The Current Situation
On a warm afternoon in summer, many years after his kidnapping, in the makeshift room above his garage, in a modest, ramshackle suburban neighborhood in a small city somewhere in the West, Jim stands at the window, training a pair of binoculars on the neighborhood streets. He’s watching for signs of trouble, of any threats to his own family. For now, all looks quiet on the Western front. Across the street, a woman walking a white poodle, down the block a guy on a bike, but no apparent threat in sight. He reviews the neighbors in his mind. Probably no kidnappers among them, but the neighbors make him insecure in other ways. The Wilsons across the street have great adventures. Their boy, Addell, at four, was the youngest ever to climb Pike’s Peak. The Johnsons, to the south, are great humanitarians; broad-faced and beaming toothily, they are frequently pictured in the paper for their winter coat drives. The Smiths, to the north, are simply beloved by everyone. They have seven children and each year a different one is high school valedictorian. They have a swimming pool filled all summer with family and friends and neighbors, all bouncing cheerily around.

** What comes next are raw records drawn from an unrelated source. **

PR #2409, opened 2025-06-27
scons: Update build_tools to enable importing

powerjg:
This updates the scripts in build_tools to use `if __name__=="__main__"`. It factors out the main functions to allow them to be used from other scripts. The purpose is to enable code sharing in the case we're not using the importer.

### DIFF
--- a/build_tools/cxx_config_cc.py
+++ b/build_tools/cxx_config_cc.py
@@ -41,48 +41,57 @@ import argparse
 import importlib
 import os.path
 import sys
+from typing import Type
 
-import importer
 from code_formatter import code_formatter
 
-parser = argparse.ArgumentParser()
-parser.add_argument("modpath", help="module the simobject belongs to")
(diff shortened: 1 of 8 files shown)


powerjg:
For reviewers: The only changes should be to indentation in these files. It's not super easy to see on the github website, but vscode makes it easier to see.

giactra (approved):

erin-le:
@powerjg: Just FYI, there are a few lines in this change that are over 80 characters. These files also had lines longer than 80 characters before your changes, however, so I'm not sure if the 80 character requirement applies here.

powerjg:
> @powerjg: Just FYI, there are a few lines in this change that are over 80 characters. These files also had lines longer than 80 characters before your changes, however, so I'm not sure if the 80 character requirement applies here.

I guess it's just comments or long quotes? IMO, if black doesn't catch it, lets not worry about it. However, if someone strongly disagrees I can manually fix it...

erin-le:
I'll go ahead and squash merge this PR then

PR #2413, opened 2025-07-01
tests: Add an IPC-based Regression Test

### LINKED ISSUE #702: Add automatic regression test to check for performance degradations
### Discussed in https://github.com/orgs/gem5/discussions/446

<div type='discussions-op-text'>

<sup>Originally posted by **dhschall** October 12, 2023</sup>
After today's developers meeting discussion, I was wondering if there is a simple way to add some sort of regression test to the existing testing infrastructure. Those are orthogonal to the normal unit tests and will report some common statistics like IPC, Branch MPKI, I-cache or D-cache MPKI, and simulated instructions per second (KIPS/MIPS).

In addition, the test can issue a warning if one of the statistics exceeds a certain range (for simulation time in particular).

I only thought about a few benchmarks for the most common ISA's and CPU cores. (I.e. x86, Arm, RISC-V, O3, atomic, timing)
 
This would have three main advantages.
1. For developers to quickly encounter performance degradations. Either simulated performance or simulation speed
2. Would help reviewers to quickly see if the change alters behavior or degrades performance.
3. For people new to gem5 it would give them a reference to see spot misconfigurations. (There are too many parameters you can mess with)

Also, it would be great to see those metrics evolve over time (in addition to stars and clones). It might help to speed up the simulation time of gem5 and improve the models.

</div>

erin-le:
This PR adds a regression test that runs an X86 kernel boot and checks the IPC against the IPC of a previous run. It also caches the `stats.txt` of the current run so it can be used for comparison in later runs of the test. The test is currently in its own yaml file for testing, but should be incorporated into the daily tests yaml once testing is complete.

### DIFF
--- a/tests/gem5/regression_tests/configs/kernel-boot.py
+++ b/tests/gem5/regression_tests/configs/kernel-boot.py
@@ -84,8 +84,8 @@ memory = SingleChannelDDR3_1600(size="3GiB")
 #     num_cores=1,
 # )
 processor = SimpleProcessor(
-    # cpu_type=CPUTypes.KVM,  # switch to ATOMIC for final
-    cpu_type=CPUTypes.ATOMIC,
+    cpu_type=CPUTypes.KVM,  # switch to ATOMIC for final
+    # cpu_type=CPUTypes.ATOMIC,
     isa=ISA.X86,
     num_cores=1,
 )
@@ -128,7 +128,10 @@ try:
     if (new_ipc / old_ipc) < 0.8:
         print(f"New IPC is less than 80% of the old IPC!")
         exit(1)
-
+except FileNotFoundError:
+    print("One of the stats files was not found!")
+except KeyError:
+    print("One of the stats files might be empty!")
 finally:
     shutil.move(
         f"{m5.options.outdir}/stats.txt",
--- a/tests/gem5/regression_tests/configs/kernel-boot.py
+++ b/tests/gem5/regression_tests/configs/kernel-boot.py
@@ -1,0 +1,133 @@
+# Copyright (c) 2025 The Regents of the University of California
+# All rights reserved.
+#
+# Redistribution and use in source and binary forms, with or without
+# modification, are permitted provided that the following conditions are
+# met: redistributions of source code must retain the above copyright
+# notice, this list of conditions and the following disclaimer;
+# redistributions in binary form must reproduce the above copyright
+# notice, this list of conditions and the following disclaimer in the
+# documentation and/or other materials provided with the distribution;
+# neither the name of the copyright holders nor the names of its
+# contributors may be used to endorse or promote products derived from
+# this software without specific prior written permission.
+#
+# THIS SOFTWARE IS PROVIDED BY THE COPYRIGHT HOLDERS AND CONTRIBUTORS
+# "AS IS" AND ANY EXPRESS OR IMPLIED WARRANTIES, INCLUDING, BUT NOT
+# LIMITED TO, THE IMPLIED WARRANTIES OF MERCHANTABILITY AND FITNESS FOR
+# A PARTICULAR PURPOSE ARE DISCLAIMED. IN NO EVENT SHALL THE COPYRIGHT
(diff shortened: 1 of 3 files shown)


tests/gem5/regression_tests/configs/kernel-boot.py
```diff
@@ -0,0 +1,139 @@
...
+        exit(1)
+except FileNotFoundError:
+    print("One of the stats files was not found!")
+except KeyError:
+    print("One of the stats files might be empty!")
+finally:
+    shutil.move(
+        f"{m5.options.outdir}/stats.txt",
+        "./gem5/regression_tests/cached_stats.txt",
+    )
```
erin-le, line 139: Right now, the new `stats.txt` file replaces the cached `stats.txt` even if the new IPC is less than the threshold. Should it be changed so that the cached `stats.txt` is only replaced if the new IPC isn't significantly smaller?

tests/gem5/regression_tests/configs/kernel-boot.py
```diff
@@ -0,0 +1,139 @@
...
+    read_stats_files("./gem5/regression_tests/cached_stats.txt", cached_stats)
+    read_stats_files(f"{m5.options.outdir}/stats.txt", curr_stats)
+
+    old_ipc = float(cached_stats["board.processor.cores.core.ipc"])
+    new_ipc = float(curr_stats["board.processor.cores.core.ipc"])
+
+    print(f"old IPC: {old_ipc}")
+    print(f"new IPC: {new_ipc}")
+
+    if (new_ipc / old_ipc) < 0.8:
```
erin-le, line 128: I chose this arbitrarily, so it can be replaced with something else if necessary.

powerjg: I'd choose like 2%.

giactra:
Hi @erin-le, thanks for this change. I have expressed multiple times the wish to include regression testing to our CI.

I have some ideas and I would like to find some time to them put on "paper" at a certain point (always too busy, sigh :( )
Even if I still need to form a definite idea in my head, I'd like to throw the following suggestions (related to the PR). I don't claim I have thought through them enough so feel free to share your opinion

### We should really extract stats from the python world, at the end of a simulation, and avoid relying on cached stats files as golden reference:

In this way:
* We don't have to deal with the stat file format specification (which is humand readable, but not machine friendly when it comes to parsing)
* It gives a user a better visibility over the golden reference value

There are probably multiple ways for reading stats in python. IIRC Bobby worked at something similar some time ago (I remember a presentation during a developer's meeting). In the past I extracted stats from a SimObject via the getStats pybind11 generated method: https://github.com/gem5/gem5/blob/stable/src/python/pybind11/stats.cc#L249

So for instance the IPC check could be rewritten as (pseudocode):

```
ipc_reference = 3.0
cpu_stats = system.cpu.getStats()
if cpu_stats["ipc"] < ipc_reference:
    raise(.....)

```

So a legal change in IPC would require a PR to amend the ipc_reference directly in python

### Rather than adding yet another kernel boot test, we should consider implementing stats checking verifiers
Instead of booting the same kernel multiple times, from separate config files, simply because we are interested on a different metric (e.g. IPC regression), we should consider using the existing testlib [verifier framework](https://github.com/gem5/gem5/blob/stable/tests/gem5/verifier.py).

A verifier gives you the condition upon which a test is considered as passing. Multilple verifiers can be used in a single test. We should consider adding IPC verifiers as a specific case of stat checking verifier, and instantiated those verifiers on existing kernel boot tests

Please let me know which are your thoughts on this

Giacomo

erin-le:
@giactra: Hello, sorry that it's taken a while to get back to you on this. I discussed your comments with Jason and Bobby and they agreed that we should use stats from Python instead of extracting them from `stats.txt`, but they also said that it would currently be too large of an undertaking to add verifiers to every test. For now, I've opened another draft PR that gets stats from Python instead of `stats.txt`: https://github.com/gem5/gem5/pull/2524

erin-le:
Closing as another PR has been opened.

PR #2415, opened 2025-07-01
stdlib: remove duplicate ClassicGeneratorExitHandler

erin-le:
Previously, there were two definitions of the ClassicGeneratorExitHandler, which handles hypercall 0, in `exit_handler.py`. This commit removes the definition located earlier in the file, as it isn't used.


powerjg (approved):
Thanks, I think this was my rebase error.

PR #2416, opened 2025-07-01
dev: Export reg bank's offsetMap

ylldummy:
This can be useful in some cases. For example, we have a bank of double buffered registers and on some condition, we need to iterate through all registers in the bank to sync the buffered state to active state.

Instead of maintaining another list of register references, having this field exported would help simplify the implementation.

### DIFF
--- a/src/dev/reg_bank.hh
+++ b/src/dev/reg_bank.hh
@@ -1026,6 +1026,8 @@ class RegisterBank : public RegisterBankBase
     Addr base() const { return _base; }
     Addr size() const { return _size; }
     const std::string &name() const { return _name; }
+    const std::map<Addr, std::reference_wrapper<RegisterBase>> &
+    offsetMap() const { return _offsetMap; }
 
     virtual void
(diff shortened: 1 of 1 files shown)


src/dev/reg_bank.hh
```diff
@@ -1026,6 +1026,7 @@ class RegisterBank : public RegisterBankBase
     Addr base() const { return _base; }
     Addr size() const { return _size; }
     const std::string &name() const { return _name; }
+    const auto &offsetMap() const { return _offsetMap; }
```
powerjg: Can you put the type here explicitly? I think that it harms readability to use `auto` in header files.

powerjg (commented):
One small thing.

src/dev/reg_bank.hh
ylldummy: Sure. Thanks for the suggestion. Updated.

powerjg (approved):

All three families send Christmas newsletters. So many awards! So many scholarships! So many trips! So much happiness and success! How can Jim’s family compete?

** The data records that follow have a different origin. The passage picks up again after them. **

PR #2417, opened 2025-07-01
arch-riscv: Make PLIC output lantency configurable

rogerchang23424:
Change-Id: Ia935a89c3f5fe82b1ae949c93719555bbdbb5ed0

### DIFF
--- a/src/dev/riscv/Plic.py
+++ b/src/dev/riscv/Plic.py
@@ -82,6 +82,10 @@ class Plic(PlicBase):
         "Number of interrupt contexts. Usually the number "
         "of threads * 2. One for M mode, one for S mode",
     )
+    output_latency = Param.Int(
+        3,
+        "Cycle latency from received interrupt signal to output",
+    )
 
     def generateDeviceTree(self, state):
         node = self.generateBasicPioDeviceNode(
--- a/src/dev/riscv/plic.cc
+++ b/src/dev/riscv/plic.cc
@@ -57,6 +57,7 @@ Plic::Plic(const Params &params) :
     PlicBase(params),
     system(params.system),
     nSrc(params.n_src),
+    outputLatency(params.output_latency),
     registers(params.name, pioAddr, this),
     update([this]{updateOutput();}, name() + ".update")
 {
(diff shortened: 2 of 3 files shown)


src/dev/riscv/Plic.py
```diff
@@ -82,6 +82,10 @@ class Plic(PlicBase):
         "Number of interrupt contexts. Usually the number "
         "of threads * 2. One for M mode, one for S mode",
     )
+    output_latency = Param.Int(
+        3,
+        "Cycle lantency from received interrupt signal to output",
```
powerjg:
```suggestion
        "Cycle latency from received interrupt signal to output",
```

src/dev/riscv/plic.cc
```diff
@@ -415,7 +416,7 @@ Plic::propagateOutput()
     }
 
     // Add new output to outputQueue
-    Tick next_update = curTick() + cyclesToTicks(Cycles(3));
+    Tick next_update = curTick() + cyclesToTicks(Cycles(outputLatency));
```
powerjg: Could this break things if `outputLatency` is 0? If so, we should either have a fatal in the constructor.

I'd also suggest the following to make sure that you're getting a clock edge. The current code could return a tick that is not on a clock edge if curTick() is not on a clock edge.

```suggestion
    Tick next_update = clockEdge(Cycles(outputLatency));
```

src/dev/riscv/Plic.py
rogerchang23424: Done

src/dev/riscv/plic.cc
rogerchang23424: > Could this break things if `outputLatency` is 0? If so, we should either have a fatal in the constructor.

No, we can schedule the intterupt output greater eqaul than current tick
https://github.com/gem5/gem5/blob/f93c153f2c2d7d5b3266054fdf421749e9589783/src/sim/eventq.hh#L757-L760

powerjg: Sure, it makes sense that it's OK to do on the event queue. I was more worried about the PLIC logic of having two interrupts in the same tick. This could cause problems in other logic. Or, it could be no problem at all. I'll resolve this issue.

powerjg (approved):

The Rathmans do not send Christmas newsletters. There are older children who have moved back home, husky young men who go in and out the front door carrying automotive parts. They have numerous cars and trucks parked in their driveway, in front of their house and up and down the street. They are forever working on their cars and trucks and washing them. Whenever he pulls his scraggly Toyota into his driveway, which has cracked and settled, weeds spurting through the seams, Jim waves to them if they are in their driveway working on their cars and they wave grudgingly back with wrench-filled hands.

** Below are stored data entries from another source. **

PR #2418, opened 2025-07-01
arch-vega: MI350 microscaling updates

abmerop:
- Adds new data types (mxfp4, mxfp6 e3m2 and e2m3) and unit tests.
- Fixes several issues with denormal aka subnormal FP conversions.
- Helper methods for upcoming instructions.
- Tested by converting to F32 and back and ensure same bit values.

### DIFF
--- a/src/arch/amdgpu/common/dtype/mxfp.hh
+++ b/src/arch/amdgpu/common/dtype/mxfp.hh
@@ -145,6 +145,11 @@ class mxfp
         FMT in = getFmt();
         int exp = in.exp;
 
+        // Our value is zero, scaling by anything remains zero.
+        if (exp == 0 && in.mant == 0) {
+            return;
+        }
+
         if (exp + scale_val > max_exp<FMT>()) {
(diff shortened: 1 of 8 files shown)


src/arch/amdgpu/common/dtype/mxfp.hh
```diff
@@ -194,6 +204,41 @@ class mxfp
         data = in.storage;
     }
 
+    // Helper method specific to AMDGPU instructions.
+    void
+    omodModifier(unsigned omod)
+    {
+        assert(omod < 4);
+
+        if (omod == 1) scaleMul(2.0f);
```
mattsinc, line 222: perhaps a comment explaining these?

mattsinc (changes requested):
1 minor thing

src/arch/amdgpu/common/dtype/mxfp.hh
abmerop: done

mattsinc (approved):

Worrying about so many things at once is tiresome, and Jim moves from the window and lies down on an old green couch. Through motes of dust, as if materializing in a sudden glare of sunlight through the window, into the scene intrudes a shadowy, plump, bearded man, reminiscent of a therapist he saw some years ago. The therapist sighs as if suffering from an ache in his buttocks, swaddles down in a swivel chair, hands folded over his plump belly. He wears a dark suit and has an immaculately trimmed beard and impeccable fingernails, though he is stout, red-faced, sweaty. His voice is deep, loud, faintly theatrical. “You really have self-esteem issues, worrying about what the neighbors think. You should get some help for that. But go on. What else is on your mind?”
On this warm day in summer, he tells his therapist about his idea for the family saga, how he will recount the kidnapping of his ancestors in the frontier days and his own kidnapping. The book will be such a smashing success that it will free Jim from the clutches of President Jammer and the mad linguist, Dr. Dalton. “And there are other kidnappings as well!” he says, excitedly now. “It’s all about—it’s all about: where does one belong? We’ve all been taken—taken from our true home, and it’s only a matter of getting back there! Of finding our way back home.”
His therapist rolls his eyes, sighs, “If only.”
Yes, yes, he will stick it to old Jammer and Dalton. Just let them try to push around a Nobel Prize winner! He won’t put up with their abuse anymore! In his summer class just yesterday Jim was lecturing when the thin pale gas wafted under the door. The students paused in mid-text message, mouths agape. They all slumbered and woke in a daze. “Does anyone remember what we were talking about?” Jim asked. No one did. The students shook their heads and refocused on their text messaging.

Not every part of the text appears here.